Issue #1825, opened 2022-02-01
Add optional IRSA provisioning for most common EKS components ? 


philicious:
This module helps and eases EKS provisioning tremendously, especially for people less profound with EKS and/or Kubernetes.
However there are still more steps many users likely need to take to have a truely basic EKS setup:

I have created and managed over 10 EKS clusters productively with this module and easily 20 more for testing and engineering. Which also lead to adding LT support a yr ago ( https://github.com/terraform-aws-modules/terraform-aws-eks/pull/997 ), and the example LT by now made it into v18.x. Which is a huge leap forward in general.

Now, besides LTs, I also always need IRSA for cluster-autoscaler, external-dns, aws-loadbalancer-control and often also aws-ebs-csi-driver. So I basically have an extra .tf file for each in my wrapper module, utilizing https://registry.terraform.io/modules/terraform-aws-modules/iam/aws/latest/submodules/iam-assumable-role-with-oidc and a fitting policy.

Similarly, but more rare case, I also have a policy for a KMS key, so the ASGs are able to mount the encrypted disks

(Some of) these might be a good addition to this upstream module, disabled by default. It would ease provisioning of EKS clusters even more.

What do you guys think? I would volunteer preparing PRs and such

philicious:
cc @bryantbiggs @ArchiFleKs @barryib @stevehipwell (just highlighting some of you I know have contributed in discussions and PRs before )

ArchiFleKs:
I'd be happy to see this implemented, first for VPC-CNI addon which by default runs with node IAM roles I think. 

For the other "standard" EKS addons like ebs-csi-drivers (which will be in official addons soon I think), AWS load balancer controller etc why not. But I'm not sure it is the goal of this module to deploy this addons directly ? It would just be the IRSA roles then ?

I personally maintains this https://github.com/particuleio/terraform-kubernetes-addons/tree/main/modules/aws which I installed on top of all my EKS clusters that takes care of all the "addons" that make use of IRSA.

philicious:
@ArchiFleKs I am solely speaking of the IRSA part, as those require the EKS OIDC issuer URL and are thereby quite close to this module, logically.

the way of provisioning the components themselves, I would consider a users choice as there are multiple ways that can make sense depending on scenario

philicious:
[...]

PR #1827, opened 2022-02-01
feat: Add new sub-module for creating IAM roles for service accounts

bryantbiggs:
## Description
- Add new sub-module for creating IAM roles for service accounts

One one hand I can see this making some sense, but here are my current reservations:
- We already have this -> https://github.com/terraform-aws-modules/terraform-aws-iam/tree/master/modules/iam-assumable-role-with-oidc
- Which extended to then also add this -> https://github.com/terraform-aws-modules/terraform-aws-iam/tree/master/modules/iam-eks-role

Why do I like these ☝🏽? 
- They only have one provider which is the AWS provider. This change sort of sneakily adds in the Kubernetes provider which if you don't set the proper configs it just errors out with an obscure `dial tcp 127.0.0.1:80: connect: connection refused`

Why am I not (yet) drawn to this 👇🏽 change?
- What do we really gain? Service account and namespace creation? I do not like managing Kubernetes manifests in Terraform - I think they should be handled by whatever tool you use to deploy your applications. For IRSA, all we need to do is provide an IAM role really and if you see above, we have two module that already do that

Why this could be useful:
- Folks come here for EKS guidance and maybe they don't see the IRSA roles. Maybe moving it to a first-class supported sub-module here increases that visibility for them

## Motivation and Context

- #1825 

## How Has This Been Tested?

### DIFF
--- a/CHANGELOG.md
+++ b/CHANGELOG.md
@@ -2,6 +2,13 @@
 
 All notable changes to this project will be documented in this file.
 
+### [18.2.6](https://github.com/terraform-aws-modules/terraform-aws-eks/compare/v18.2.5...v18.2.6) (2022-02-01)
+
+
+### Bug Fixes
+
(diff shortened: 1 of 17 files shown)


bryantbiggs:
direction is to enable opt-in IAM policies under the https://github.com/terraform-aws-modules/terraform-aws-iam/tree/master/modules/iam-eks-role module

- - - - - - -

Everything from the line that contains "(diff shortened: 1 of 17 files shown)" to the last line of the entries above should be repeated word for word, both lines included, with no other output.

(diff shortened: 1 of 17 files shown)


bryantbiggs:
direction is to enable opt-in IAM policies under the https://github.com/terraform-aws-modules/terraform-aws-iam/tree/master/modules/iam-eks-role module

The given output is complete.